======== Data for processing ========
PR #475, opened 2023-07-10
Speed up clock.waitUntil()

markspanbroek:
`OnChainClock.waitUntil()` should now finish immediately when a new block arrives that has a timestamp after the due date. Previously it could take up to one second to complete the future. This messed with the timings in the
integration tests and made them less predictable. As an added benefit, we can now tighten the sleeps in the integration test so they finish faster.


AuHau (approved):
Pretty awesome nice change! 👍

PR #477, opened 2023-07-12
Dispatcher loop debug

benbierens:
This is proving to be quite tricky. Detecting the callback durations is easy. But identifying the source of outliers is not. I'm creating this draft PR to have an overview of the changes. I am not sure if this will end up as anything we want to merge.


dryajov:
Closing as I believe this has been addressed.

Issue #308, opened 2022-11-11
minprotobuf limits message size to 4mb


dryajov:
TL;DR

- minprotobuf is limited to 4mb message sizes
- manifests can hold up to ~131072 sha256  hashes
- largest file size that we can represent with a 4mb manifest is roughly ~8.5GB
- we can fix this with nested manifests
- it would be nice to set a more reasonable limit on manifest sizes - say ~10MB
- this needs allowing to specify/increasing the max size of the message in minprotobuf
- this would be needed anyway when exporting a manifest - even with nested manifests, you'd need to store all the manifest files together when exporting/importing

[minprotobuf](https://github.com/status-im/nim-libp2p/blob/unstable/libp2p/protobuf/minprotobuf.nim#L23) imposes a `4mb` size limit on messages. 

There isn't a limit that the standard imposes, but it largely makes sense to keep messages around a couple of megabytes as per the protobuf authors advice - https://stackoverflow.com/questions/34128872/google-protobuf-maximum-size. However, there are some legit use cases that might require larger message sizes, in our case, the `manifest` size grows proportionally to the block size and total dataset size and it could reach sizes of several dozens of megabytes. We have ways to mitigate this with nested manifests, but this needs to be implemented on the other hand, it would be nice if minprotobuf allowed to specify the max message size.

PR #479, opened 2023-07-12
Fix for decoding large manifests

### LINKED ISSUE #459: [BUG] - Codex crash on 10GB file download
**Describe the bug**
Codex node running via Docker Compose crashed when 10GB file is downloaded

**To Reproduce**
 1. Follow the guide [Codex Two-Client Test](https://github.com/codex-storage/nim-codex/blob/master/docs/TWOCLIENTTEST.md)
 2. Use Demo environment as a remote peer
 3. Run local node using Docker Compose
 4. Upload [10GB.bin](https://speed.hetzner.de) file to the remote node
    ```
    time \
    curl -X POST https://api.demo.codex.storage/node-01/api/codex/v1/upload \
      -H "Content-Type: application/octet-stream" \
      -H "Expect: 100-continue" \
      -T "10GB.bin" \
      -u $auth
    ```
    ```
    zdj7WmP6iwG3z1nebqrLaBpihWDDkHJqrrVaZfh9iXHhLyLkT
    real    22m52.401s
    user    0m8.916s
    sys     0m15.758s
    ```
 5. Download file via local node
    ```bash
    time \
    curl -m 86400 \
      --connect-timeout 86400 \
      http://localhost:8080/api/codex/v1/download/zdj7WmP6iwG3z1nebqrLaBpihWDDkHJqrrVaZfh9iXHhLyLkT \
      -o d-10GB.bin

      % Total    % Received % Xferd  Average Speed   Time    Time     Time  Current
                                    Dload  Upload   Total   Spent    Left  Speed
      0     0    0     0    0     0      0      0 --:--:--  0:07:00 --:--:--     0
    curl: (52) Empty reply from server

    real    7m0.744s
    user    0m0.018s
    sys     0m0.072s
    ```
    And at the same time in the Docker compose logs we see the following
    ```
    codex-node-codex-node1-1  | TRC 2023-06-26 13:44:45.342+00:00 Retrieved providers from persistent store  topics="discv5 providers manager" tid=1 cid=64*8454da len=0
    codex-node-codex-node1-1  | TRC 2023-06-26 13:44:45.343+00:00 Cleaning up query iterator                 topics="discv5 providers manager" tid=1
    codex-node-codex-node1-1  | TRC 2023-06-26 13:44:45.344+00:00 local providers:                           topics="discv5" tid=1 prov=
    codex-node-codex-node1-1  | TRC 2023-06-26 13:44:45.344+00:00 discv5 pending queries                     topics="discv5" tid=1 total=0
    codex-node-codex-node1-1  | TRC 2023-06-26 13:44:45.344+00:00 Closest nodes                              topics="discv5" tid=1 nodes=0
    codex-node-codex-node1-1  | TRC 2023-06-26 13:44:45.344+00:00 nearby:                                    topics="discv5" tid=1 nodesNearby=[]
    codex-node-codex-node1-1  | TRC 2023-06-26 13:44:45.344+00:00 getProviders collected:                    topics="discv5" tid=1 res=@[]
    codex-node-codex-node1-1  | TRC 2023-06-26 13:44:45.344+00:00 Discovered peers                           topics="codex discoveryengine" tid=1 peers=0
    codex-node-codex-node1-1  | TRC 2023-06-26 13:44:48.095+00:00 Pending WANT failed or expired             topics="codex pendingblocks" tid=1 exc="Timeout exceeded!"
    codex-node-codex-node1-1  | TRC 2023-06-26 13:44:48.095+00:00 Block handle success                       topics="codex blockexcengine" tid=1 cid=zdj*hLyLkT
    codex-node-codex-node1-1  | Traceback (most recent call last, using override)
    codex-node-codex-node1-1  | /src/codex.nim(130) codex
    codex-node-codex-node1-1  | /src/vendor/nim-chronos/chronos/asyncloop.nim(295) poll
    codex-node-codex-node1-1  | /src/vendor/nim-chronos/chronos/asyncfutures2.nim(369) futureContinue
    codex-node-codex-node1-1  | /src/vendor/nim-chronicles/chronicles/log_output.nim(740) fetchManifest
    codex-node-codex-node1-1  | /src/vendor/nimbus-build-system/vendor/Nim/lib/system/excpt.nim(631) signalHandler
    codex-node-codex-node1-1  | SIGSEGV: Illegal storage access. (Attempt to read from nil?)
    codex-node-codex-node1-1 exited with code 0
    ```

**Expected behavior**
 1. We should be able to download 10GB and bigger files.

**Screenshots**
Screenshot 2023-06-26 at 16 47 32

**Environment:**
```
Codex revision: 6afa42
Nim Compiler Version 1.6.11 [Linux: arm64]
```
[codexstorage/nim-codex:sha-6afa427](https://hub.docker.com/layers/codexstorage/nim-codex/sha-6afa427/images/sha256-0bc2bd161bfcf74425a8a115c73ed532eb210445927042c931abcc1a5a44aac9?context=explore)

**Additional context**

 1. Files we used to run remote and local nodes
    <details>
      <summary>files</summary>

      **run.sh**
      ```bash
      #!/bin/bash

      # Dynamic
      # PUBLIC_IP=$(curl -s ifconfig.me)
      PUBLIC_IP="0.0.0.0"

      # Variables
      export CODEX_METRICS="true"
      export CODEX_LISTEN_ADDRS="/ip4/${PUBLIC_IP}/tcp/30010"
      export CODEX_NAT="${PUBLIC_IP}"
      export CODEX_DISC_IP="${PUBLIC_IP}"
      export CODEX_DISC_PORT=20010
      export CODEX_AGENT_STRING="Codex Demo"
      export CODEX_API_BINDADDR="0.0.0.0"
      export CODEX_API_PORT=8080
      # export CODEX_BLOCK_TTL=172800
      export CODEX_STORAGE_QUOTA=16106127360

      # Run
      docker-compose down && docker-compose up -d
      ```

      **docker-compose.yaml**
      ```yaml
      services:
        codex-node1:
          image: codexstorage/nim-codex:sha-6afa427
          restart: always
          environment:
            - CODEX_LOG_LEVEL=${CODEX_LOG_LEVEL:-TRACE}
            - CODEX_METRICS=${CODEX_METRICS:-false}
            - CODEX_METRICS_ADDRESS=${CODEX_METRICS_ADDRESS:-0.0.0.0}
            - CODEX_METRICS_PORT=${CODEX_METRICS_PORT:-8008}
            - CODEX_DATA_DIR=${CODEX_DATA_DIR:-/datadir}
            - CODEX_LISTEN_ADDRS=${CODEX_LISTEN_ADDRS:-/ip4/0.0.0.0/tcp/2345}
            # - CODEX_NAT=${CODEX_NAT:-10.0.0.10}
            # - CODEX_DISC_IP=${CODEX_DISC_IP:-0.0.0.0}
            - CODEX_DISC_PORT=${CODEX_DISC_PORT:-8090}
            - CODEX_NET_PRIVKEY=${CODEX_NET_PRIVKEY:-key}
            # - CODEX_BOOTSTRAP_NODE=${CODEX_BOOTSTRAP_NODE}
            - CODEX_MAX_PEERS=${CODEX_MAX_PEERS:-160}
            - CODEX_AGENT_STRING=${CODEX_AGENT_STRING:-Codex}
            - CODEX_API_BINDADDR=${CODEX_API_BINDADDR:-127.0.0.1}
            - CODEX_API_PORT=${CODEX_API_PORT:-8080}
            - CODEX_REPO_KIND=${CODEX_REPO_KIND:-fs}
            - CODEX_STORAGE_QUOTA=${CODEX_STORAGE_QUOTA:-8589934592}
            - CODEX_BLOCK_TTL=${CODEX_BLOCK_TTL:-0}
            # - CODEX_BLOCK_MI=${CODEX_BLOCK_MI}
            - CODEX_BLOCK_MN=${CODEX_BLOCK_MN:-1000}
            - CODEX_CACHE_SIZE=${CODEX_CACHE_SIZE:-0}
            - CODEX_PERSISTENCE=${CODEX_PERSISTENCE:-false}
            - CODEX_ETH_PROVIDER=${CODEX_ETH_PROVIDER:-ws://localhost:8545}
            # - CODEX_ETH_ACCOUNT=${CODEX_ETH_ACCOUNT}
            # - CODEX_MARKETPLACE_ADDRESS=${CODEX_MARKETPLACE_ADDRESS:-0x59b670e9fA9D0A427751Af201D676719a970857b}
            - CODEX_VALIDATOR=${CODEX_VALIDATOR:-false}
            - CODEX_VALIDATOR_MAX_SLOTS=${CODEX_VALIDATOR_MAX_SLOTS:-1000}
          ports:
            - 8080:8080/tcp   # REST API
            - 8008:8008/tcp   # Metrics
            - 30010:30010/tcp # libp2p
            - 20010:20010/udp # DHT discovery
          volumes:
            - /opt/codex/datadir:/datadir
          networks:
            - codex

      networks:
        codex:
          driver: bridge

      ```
========
Your objective ▸ Search the data above for the string "using" and copy each line that has it.

The completed task ▸
 3. Run local node using Docker Compose
    codex-node-codex-node1-1  | Traceback (most recent call last, using override)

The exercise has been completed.